ABOUT THIS EXERCISE> Once you find a line containing the word "Merge" in the entries below, copy it.

Data items:
_ _ _ _ _

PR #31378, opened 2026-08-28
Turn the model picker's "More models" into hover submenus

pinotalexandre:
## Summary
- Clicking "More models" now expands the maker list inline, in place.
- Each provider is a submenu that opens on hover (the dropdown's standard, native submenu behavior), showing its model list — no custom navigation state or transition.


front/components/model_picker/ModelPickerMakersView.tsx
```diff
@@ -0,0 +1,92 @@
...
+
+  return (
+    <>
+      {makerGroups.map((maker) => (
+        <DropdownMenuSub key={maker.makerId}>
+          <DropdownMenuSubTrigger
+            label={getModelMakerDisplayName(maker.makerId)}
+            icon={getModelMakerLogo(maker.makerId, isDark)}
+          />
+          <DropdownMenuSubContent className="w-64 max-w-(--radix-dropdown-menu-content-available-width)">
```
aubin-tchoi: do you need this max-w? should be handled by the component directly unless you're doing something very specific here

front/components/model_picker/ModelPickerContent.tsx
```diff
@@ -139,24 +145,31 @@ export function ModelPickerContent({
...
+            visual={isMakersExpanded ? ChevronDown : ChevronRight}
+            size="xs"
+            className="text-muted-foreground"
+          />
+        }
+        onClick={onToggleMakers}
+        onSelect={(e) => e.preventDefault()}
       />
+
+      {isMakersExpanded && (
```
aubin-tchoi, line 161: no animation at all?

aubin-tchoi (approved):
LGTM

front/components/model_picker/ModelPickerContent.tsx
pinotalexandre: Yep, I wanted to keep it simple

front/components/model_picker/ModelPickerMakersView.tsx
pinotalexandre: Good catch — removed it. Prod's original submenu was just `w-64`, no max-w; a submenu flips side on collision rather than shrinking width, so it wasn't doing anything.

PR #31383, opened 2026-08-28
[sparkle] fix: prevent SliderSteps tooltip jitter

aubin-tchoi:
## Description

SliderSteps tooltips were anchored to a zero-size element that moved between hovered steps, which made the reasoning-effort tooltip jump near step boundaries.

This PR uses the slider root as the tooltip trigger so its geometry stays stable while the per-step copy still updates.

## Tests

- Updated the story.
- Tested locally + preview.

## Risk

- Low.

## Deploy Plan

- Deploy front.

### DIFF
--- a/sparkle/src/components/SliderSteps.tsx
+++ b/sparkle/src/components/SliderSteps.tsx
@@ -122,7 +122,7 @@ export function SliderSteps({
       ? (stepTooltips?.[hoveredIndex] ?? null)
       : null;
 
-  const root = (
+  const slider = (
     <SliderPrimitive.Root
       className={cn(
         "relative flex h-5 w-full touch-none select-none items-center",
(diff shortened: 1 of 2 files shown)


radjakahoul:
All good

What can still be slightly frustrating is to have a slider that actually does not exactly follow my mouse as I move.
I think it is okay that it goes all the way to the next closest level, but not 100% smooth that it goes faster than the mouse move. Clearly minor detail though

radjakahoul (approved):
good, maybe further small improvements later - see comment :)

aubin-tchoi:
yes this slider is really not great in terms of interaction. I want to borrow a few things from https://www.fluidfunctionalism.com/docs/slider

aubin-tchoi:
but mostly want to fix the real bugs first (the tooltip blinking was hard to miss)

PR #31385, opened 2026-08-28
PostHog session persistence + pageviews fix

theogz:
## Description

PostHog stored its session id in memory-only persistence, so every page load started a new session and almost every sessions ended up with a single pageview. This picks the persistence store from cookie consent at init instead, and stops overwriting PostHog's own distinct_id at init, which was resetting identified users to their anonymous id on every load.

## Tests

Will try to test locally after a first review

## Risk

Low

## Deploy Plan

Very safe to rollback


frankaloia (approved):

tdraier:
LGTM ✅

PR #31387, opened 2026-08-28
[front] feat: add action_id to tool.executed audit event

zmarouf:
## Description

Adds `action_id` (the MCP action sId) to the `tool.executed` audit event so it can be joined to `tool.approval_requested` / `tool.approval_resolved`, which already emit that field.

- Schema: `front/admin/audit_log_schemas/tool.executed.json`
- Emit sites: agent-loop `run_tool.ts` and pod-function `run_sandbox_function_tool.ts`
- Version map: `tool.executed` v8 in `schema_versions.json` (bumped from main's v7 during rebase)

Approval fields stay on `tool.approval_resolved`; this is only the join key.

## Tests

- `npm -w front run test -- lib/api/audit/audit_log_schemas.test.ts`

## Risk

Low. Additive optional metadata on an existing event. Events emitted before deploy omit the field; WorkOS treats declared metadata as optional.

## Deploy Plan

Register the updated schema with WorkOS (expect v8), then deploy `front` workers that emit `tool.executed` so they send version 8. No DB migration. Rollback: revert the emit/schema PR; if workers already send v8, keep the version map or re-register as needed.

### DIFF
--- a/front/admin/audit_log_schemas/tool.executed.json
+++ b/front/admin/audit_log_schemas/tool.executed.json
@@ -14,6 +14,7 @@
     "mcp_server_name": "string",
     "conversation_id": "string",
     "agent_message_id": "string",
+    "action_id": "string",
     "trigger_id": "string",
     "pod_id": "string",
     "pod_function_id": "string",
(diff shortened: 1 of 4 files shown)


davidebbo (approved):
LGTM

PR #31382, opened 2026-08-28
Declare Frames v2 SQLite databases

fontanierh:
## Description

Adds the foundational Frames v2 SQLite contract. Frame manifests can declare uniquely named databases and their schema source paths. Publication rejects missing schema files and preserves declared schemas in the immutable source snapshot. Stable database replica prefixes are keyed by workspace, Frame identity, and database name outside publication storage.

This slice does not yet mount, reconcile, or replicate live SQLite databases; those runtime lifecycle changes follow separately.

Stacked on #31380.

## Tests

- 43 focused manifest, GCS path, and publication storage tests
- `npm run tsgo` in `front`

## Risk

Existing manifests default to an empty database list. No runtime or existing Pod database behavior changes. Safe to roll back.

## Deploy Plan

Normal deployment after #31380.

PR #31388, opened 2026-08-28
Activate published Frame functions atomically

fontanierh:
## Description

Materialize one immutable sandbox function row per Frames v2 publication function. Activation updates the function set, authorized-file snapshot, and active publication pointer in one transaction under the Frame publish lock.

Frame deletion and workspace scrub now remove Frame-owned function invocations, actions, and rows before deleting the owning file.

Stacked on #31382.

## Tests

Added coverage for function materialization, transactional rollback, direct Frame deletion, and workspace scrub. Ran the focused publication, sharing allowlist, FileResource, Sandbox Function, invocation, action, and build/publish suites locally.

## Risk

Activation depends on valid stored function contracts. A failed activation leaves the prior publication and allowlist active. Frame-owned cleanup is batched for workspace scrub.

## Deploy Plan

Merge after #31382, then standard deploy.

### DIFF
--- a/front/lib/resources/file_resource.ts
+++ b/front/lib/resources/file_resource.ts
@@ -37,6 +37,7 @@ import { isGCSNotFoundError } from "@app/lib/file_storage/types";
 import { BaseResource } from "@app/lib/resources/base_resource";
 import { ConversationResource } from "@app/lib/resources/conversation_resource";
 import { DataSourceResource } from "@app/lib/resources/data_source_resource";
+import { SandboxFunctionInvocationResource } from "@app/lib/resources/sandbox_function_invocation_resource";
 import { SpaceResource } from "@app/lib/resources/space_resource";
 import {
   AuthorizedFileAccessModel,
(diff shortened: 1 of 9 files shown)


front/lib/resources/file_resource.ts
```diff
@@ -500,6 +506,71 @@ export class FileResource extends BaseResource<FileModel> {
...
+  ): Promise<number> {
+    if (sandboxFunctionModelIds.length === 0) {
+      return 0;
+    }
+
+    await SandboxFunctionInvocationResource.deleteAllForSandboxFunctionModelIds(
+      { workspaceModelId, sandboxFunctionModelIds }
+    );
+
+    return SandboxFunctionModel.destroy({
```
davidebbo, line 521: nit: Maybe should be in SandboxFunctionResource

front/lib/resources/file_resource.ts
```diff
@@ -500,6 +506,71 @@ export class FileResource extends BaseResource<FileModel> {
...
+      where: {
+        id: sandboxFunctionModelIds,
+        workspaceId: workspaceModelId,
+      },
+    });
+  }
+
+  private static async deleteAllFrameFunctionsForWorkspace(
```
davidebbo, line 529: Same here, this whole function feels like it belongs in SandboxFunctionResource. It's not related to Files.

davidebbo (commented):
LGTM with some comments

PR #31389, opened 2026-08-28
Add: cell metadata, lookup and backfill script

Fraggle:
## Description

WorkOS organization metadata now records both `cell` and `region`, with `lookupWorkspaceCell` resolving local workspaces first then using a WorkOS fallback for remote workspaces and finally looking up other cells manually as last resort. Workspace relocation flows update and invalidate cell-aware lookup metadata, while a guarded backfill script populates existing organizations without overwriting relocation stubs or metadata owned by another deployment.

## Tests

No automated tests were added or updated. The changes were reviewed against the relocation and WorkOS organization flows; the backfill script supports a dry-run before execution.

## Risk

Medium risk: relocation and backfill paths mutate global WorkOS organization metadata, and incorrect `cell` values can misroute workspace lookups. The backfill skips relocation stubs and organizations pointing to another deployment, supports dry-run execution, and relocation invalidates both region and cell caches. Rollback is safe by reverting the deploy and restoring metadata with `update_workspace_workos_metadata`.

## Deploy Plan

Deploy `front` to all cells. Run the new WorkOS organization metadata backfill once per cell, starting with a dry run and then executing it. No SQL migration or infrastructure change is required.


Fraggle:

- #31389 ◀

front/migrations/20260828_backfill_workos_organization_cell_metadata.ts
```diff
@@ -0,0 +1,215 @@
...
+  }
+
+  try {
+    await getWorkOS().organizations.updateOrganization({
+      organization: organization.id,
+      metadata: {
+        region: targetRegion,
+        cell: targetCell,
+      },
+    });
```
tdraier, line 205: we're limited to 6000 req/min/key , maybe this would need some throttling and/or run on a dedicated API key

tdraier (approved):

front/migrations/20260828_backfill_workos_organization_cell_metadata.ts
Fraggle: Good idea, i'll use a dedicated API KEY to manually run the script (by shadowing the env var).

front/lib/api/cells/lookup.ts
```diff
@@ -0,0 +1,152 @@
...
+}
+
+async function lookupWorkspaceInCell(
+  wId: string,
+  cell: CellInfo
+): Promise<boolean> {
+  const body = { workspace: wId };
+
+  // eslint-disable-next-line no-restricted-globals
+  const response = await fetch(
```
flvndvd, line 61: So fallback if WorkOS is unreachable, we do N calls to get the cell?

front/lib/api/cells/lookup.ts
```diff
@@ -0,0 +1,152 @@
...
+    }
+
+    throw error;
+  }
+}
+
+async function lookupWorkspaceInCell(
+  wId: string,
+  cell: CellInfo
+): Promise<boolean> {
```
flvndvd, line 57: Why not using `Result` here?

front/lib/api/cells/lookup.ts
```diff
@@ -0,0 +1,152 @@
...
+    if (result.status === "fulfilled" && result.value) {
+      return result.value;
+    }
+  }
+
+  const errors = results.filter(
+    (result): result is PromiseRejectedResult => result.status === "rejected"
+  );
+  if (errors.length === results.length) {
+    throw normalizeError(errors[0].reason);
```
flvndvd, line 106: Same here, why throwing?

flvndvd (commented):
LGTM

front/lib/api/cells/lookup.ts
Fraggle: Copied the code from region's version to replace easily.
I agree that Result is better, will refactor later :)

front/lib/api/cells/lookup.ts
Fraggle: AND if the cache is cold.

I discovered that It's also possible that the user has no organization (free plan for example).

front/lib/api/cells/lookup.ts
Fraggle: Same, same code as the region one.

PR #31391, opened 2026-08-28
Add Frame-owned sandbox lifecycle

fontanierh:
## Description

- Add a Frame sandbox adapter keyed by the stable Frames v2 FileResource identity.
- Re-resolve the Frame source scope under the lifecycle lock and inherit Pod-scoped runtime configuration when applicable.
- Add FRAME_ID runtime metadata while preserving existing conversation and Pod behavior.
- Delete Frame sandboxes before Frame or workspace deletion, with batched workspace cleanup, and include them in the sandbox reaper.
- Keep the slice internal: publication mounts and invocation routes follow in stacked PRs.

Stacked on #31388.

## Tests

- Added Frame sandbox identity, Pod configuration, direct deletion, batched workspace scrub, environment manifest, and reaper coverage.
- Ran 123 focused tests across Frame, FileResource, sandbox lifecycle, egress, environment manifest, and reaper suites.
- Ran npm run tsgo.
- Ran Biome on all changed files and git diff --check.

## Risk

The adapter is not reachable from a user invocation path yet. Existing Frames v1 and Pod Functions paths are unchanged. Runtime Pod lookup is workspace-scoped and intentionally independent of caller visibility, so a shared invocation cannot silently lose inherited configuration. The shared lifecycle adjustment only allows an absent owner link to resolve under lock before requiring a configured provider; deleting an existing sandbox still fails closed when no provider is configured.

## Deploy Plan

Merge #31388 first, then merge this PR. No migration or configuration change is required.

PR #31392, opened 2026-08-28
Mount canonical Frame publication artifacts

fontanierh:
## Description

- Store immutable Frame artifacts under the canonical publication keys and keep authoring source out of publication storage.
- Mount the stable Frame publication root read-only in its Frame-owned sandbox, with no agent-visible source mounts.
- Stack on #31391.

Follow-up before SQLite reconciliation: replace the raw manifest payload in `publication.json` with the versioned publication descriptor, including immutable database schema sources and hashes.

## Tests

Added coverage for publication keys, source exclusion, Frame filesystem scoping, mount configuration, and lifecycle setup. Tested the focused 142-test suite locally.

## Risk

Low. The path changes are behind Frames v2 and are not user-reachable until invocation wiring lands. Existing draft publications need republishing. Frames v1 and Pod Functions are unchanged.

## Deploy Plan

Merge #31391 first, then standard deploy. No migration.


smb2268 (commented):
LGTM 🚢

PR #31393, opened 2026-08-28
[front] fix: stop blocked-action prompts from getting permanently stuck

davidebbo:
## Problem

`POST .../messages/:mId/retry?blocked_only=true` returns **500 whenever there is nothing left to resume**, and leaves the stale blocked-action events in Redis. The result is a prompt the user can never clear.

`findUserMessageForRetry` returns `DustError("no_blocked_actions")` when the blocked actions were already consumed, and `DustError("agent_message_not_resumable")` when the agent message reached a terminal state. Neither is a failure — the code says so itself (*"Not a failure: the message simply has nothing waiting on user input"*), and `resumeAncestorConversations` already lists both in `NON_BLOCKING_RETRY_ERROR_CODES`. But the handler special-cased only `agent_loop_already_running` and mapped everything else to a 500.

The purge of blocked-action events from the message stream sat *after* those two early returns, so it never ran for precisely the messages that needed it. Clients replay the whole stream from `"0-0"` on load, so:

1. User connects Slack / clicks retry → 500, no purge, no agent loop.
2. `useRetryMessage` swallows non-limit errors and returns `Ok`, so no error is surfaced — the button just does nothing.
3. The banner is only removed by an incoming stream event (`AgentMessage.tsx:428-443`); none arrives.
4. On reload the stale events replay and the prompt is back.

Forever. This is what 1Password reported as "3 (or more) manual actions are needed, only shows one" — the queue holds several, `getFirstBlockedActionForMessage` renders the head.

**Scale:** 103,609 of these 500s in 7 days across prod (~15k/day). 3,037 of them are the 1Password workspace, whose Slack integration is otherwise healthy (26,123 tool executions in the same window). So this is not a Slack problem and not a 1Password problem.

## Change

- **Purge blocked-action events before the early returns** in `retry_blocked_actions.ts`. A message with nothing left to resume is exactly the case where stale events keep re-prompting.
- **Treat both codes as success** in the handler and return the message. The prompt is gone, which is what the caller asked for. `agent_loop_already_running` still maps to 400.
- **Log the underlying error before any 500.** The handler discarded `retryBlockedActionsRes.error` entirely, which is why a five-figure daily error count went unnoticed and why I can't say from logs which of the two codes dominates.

_ _ _ _ _

WRITTEN REPLY>
Merge after #31382, then standard deploy.
Merge #31388 first, then merge this PR. No migration or configuration change is required.
Merge #31391 first, then standard deploy. No migration.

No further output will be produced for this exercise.